Durante o ato duas funcionárias do HFB também deram seus depoimentos ao Esquerda Diário, lamentando o descaso das autoridades que levaram ao incêndio e as mortes, e denunciando a situação de risco que se encontram hoje os trabalhadores terceirizados da unidade de perder seus empregos.

Funcionária 1: "Demoraram tanto pra resolver uma coisa que já sabiamos desde o ano passado, e precisou morrer pessoas pra que agora começem a querer resolver alguma coisa. Então, isso me entristece muito pela questão humana.

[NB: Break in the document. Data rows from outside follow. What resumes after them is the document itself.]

Issue #569, opened 2019-03-27
Enhancement: Pin Code unlocks all surfaces option


MrLazerface:
**Describe the feature**
Add a toggle option to the settings page that would allow pin code unlocking to apply to all connected stream decks, or if not toggled on would allow individual stream deck locks (as it currently functions).

**Usecases**
For companion users using multiple stream decks, having a single lock button and using a single stream deck to unlock all connected stream decks would make them operate more like a traditional lighting/audio console lock function.

mfoulks3200:
Feature added in pull #572 , [Pull #4](https://github.com/bitfocus/companion-module-bitfocus-companion/pull/4) in the internal module to add related actions.

PR #572, opened 2019-03-27
Updated lockouts to be linkable

mfoulks3200:
Also added system event listeners to selectively lockout devices, or lockout everything

### DIFF
--- a/lib/device.js
+++ b/lib/device.js
@@ -104,17 +104,21 @@ function device(_system, panel) {
 		}
 	};
 
-	system.on('lockoutall', function () {
+	self.lockoutAll = function() {
 		self.lockedout = true;
 		self.drawPage();
-	});
+	};
 
-	system.on('unlockoutall', function () {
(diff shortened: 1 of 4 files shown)


mfoulks3200:
In reference to issue #569

lib/device.js
```diff
@@ -104,10 +104,26 @@ function device(_system, panel) {
 		}
 	};
 
+	system.on('lockoutall', function () {
```
haakonnessjoen: Everytime you add a listener on system, you need to make sure the function is a reference, and that you unload that reference in the function unload(). If not, this callback will continue to try to run, even after the device is removed. This is the reason for MrLazerface's problems. If you remove a stream deck, and add a new, your callbacks will try to modify a device that should have been removed and garbage-collected. Look at how "elgato_click" has been implemented in this file.

mfoulks3200:
Removed listeners on unload

PR #594, opened 2019-04-06
Build feature update

isaiahwilliams:
Through this pull request the following changes are being made 

1. Added the build definitions for Azure Pipelines. This will make it simpler for those using Azure DevOps to build Companion.
2. Expanded the .gitignore file based on [Node.gitignore](https://raw.githubusercontent.com/github/gitignore/master/Node.gitignore)


JeffreyDavidsz:
This is one for the masters @haakonnessjoen @willosof

willosof:
What's up with the massive .gitignore change?

isaiahwilliams:
I am using Visual Studio for development, and it adds a bunch of random files that should not be committed. So, I updated the .gitingore to ensure that nothing gets add that should not.

PR #685, opened 2019-06-08
New action controls (checkbox and number/range input)

SteveTherrien:
Two new controls available for actions and feedbacks:

new-action-options

## Checkbox
A checkbox with a boolean value of `true` when checked and `false` when unchecked. The `default` property must be a boolean.

The value returned will be a boolean.

```
{
  type: 'checkbox',
  label: 'Invert',
  id: 'invert'
  tooltip: 'Inverts the layer',
  default: false
}
```

## Number
Creates a [number input](https://developer.mozilla.org/en-US/docs/Web/HTML/Element/input/number) element which will only accept integers between `min` and `max` (inclusive). The `default` property must be a number (or `""` if not required). If the `required` property is `true` then the field can't be left empty.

Se tinha algo superaquecendo e já era algo notório, porque deixar chegar aonde chegou? Não precisávamos disso. A gente não sabe se tem interesses espúrios em relação a isso, mas o importante são as vidas, e o que se pôde fazer pra tirar aquelas vidas lá de dentro foi feito. O emocional dos funcionários devem estar abalados, essas famílias com as perdas também devem estar sofrendo muito, e tudo por conta do descaso."

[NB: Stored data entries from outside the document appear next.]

PR #798, opened 2019-08-31
Minor: add release_action and feedback support to addUpgradeScript

krocheck:
addUpgradeScript does not currently support release_actions or feedback, meaning it is functionally broken.  These should be the necessary fixes, however, I have not had an opportunity to test.  Someone else may be able to get to that before I can and this can be merged once that is done.

### DIFF
--- a/lib/feedback.js
+++ b/lib/feedback.js
@@ -111,7 +111,7 @@ function feedback(system) {
 				for (var i in self.feedbacks[page][bank]) {
 					var feedback = self.feedbacks[page][bank][i];
 					if (feedback.instance == instance_id) {
-						fbs.push(action);
+						fbs.push(feedback);
 					}
 				}
 			}
--- a/lib/feedback.js
+++ b/lib/feedback.js
@@ -104,6 +104,21 @@ function feedback(system) {
 		cb(self.feedbacks);
 	});
 
+	system.on('feedbacks_for_instance', function (instance_id, cb) {
+		var fbs = [];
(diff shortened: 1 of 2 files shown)


lib/feedback.js
```diff
@@ -104,6 +104,21 @@ function feedback(system) {
...
 	});
 
+	system.on('feedbacks_for_instance', function (instance_id, cb) {
+		var fbs = [];
+		for (var page in self.feedbacks) {
+			for (var bank in self.feedbacks[page]) {
+				for (var i in self.feedbacks[page][bank]) {
+					var feedback = self.feedbacks[page][bank][i];
+					if (feedback.instance == instance_id) {
+						fbs.push(action);
```
haakonnessjoen: push action?

lib/instance_skel.js
```diff
@@ -126,10 +126,18 @@ instance.prototype.upgradeConfig = function () {
 		self.system.emit('actions_for_instance', self.id, function (_actions) {
 			actions = _actions;
 		});
+		var release_actions = [];
+		self.system.emit('actions_for_instance', self.id, function (_release_actions) {
```
haakonnessjoen: same list? actions_for_instance

lib/feedback.js
krocheck: Yep ... that one I missed.

lib/instance_skel.js
krocheck: That one too

Issue #838, opened 2019-09-25
Backport (1.4) needs Linux usb support update


istnv:
backport has the same issue fixed in #677  
This affects all streamdeck models in linux
After upgrading from 1.3 to 1.4, companion lost access to the Stream decks.

josephdadams:
Can we close this? Looks like the fix was added to backport.

PR #839, opened 2019-09-27
libusb update for linux on backport

istnv:
2 line fix for #838


willosof:
This should probably go to master instead of backport :) 1.4.0 is released.

istnv:
This is a 'backport' of the fix that is already in main. Backport doesn't work on linux without it.

PR #844, opened 2019-10-01
Add OSC Commands to doc

cxselph:
OSC remote control commands


haakonnessjoen:
When creating stuff in your own repo, you should always use a branch. Not work on master. We don't want all the unnecessary merges etc.

The best way is to keep your master a clean copy of our master. And each time you work on something new, create a new branch for it, and pull from that branch.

Funcionária 2: "Outra coisa que eu queria colocar é a questão dos funcionários temporários, que estão agora com a corda no pescoço, porque estão na incerteza de perder seus empregos, tem funcionários com 16 anos de HFB que era do Certame do NERJ, que queremos que seja suspenso, pois foi feito uma seleção que achamos duvidosa, e muitos funcionários que são do Hospital pelo NERJ ficaram de fora, mesmo tendo vários anos de experiência. Essas pessoas estão sofrendo muito porque muitos tem apenas esse vínculo empregatício, não trabalham em nenhum outro lugar e estão em risco agora de perder seus empregos, por conta do incêndio que atingiu o hospital."

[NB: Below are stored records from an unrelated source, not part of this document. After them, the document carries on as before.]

PR #1994, opened 2026-05-12
build(agents): KG-836. Drop wasmJs target for open-telemetry feature

sdubov:
- OTel Kotlin SDK 0.3.0 does not publish wasmJs artifacts. Replace the regex-based workaround in the OTel build with a koog.target.wasmJs property gate in the convention plugin, and route OTel through a local nonWasmJsMain intermediate source set in :koog-agents so its wasm-js publication no longer references a missing coordinate.

closes: [KG-836](https://youtrack.jetbrains.com/issue/KG-836)

### DIFF
--- a/agents/agents-features/agents-features-opentelemetry/build.gradle.kts
+++ b/agents/agents-features/agents-features-opentelemetry/build.gradle.kts
@@ -115,16 +115,4 @@ extensions.configure<LibraryAndroidComponentsExtension> {
     }
 }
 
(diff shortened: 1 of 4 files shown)


EugeneTheDev (changes requested):
Thank you, I'm not an expert, but after reading through and thinking a bit the fix appears reasonable

EugeneTheDev (approved):

sdubov:
Force-pushed renamed variable name `enableWasmJs` -> `isWasmJsIncluded`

Este cenário desolador não é puro acaso, foi preparado pela ofensiva dos capitalistas e de distintos governos que servem ao interesse dos de cima pra descarregar a crise sanitária e econômica em curso nas costas da classe trabalhadora carioca e dos setores oprimidos. Por isso, temos que lutar contra a privatização do SUS e a falta de investimentos a partir do não pagamento da dívida pública e a estatização e administração de todo o sistema de saúde sob controle dos trabalhadores, para dar um basta em todas estas mortes evitáveis, fruto da ganância e das reformas aprovadas por Bolsonaro, Mourão e todo o congresso fruto do golpe de 2016. Para que nossas vidas valham mais que o lucro deles, e que sejam os capitalistas que paguem pela crise.

Todas imagens deste artigo foram tiradas pela redação do Esquerda Diário.